Stored data entries:

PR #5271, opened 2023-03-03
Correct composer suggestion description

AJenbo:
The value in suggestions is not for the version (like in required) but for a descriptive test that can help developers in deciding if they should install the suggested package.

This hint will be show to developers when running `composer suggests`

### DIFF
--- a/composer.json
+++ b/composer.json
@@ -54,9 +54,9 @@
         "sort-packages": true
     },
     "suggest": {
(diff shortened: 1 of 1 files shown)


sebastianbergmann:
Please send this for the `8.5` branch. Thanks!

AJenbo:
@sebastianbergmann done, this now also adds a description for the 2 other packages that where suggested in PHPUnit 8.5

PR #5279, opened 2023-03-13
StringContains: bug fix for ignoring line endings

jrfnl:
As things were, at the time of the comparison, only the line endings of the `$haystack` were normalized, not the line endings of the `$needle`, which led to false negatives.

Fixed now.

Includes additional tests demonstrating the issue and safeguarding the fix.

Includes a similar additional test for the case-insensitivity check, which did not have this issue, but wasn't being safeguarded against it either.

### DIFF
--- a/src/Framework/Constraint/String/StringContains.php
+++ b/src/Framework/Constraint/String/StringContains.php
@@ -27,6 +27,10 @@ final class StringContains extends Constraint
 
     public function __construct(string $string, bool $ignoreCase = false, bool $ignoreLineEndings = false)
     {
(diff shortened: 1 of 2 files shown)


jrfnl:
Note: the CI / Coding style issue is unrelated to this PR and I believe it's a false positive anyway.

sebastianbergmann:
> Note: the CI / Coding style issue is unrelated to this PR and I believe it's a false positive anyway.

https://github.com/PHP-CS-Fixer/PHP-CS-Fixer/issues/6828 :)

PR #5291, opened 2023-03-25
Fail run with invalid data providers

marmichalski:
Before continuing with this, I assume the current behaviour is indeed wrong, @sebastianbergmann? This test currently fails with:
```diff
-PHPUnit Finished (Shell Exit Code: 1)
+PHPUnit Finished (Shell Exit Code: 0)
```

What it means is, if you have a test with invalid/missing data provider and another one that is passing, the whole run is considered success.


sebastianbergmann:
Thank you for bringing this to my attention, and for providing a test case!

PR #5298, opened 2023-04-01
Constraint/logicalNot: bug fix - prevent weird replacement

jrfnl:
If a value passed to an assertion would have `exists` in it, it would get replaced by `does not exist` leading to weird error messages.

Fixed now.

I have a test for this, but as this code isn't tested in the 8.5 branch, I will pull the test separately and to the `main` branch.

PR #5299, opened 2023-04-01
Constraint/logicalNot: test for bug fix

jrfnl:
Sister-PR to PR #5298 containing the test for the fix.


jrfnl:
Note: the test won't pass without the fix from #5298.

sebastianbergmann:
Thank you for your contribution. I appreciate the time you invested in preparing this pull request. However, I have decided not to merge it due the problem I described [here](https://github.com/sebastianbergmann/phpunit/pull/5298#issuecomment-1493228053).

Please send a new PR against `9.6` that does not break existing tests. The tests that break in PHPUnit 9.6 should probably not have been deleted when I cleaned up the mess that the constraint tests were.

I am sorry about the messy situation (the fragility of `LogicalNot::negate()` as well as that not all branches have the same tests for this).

**TASK REQUIREMENTS**. Among the entries above, count every line containing the string "positive". Your reply must be that number alone.

**ANSWER SECTION**. 2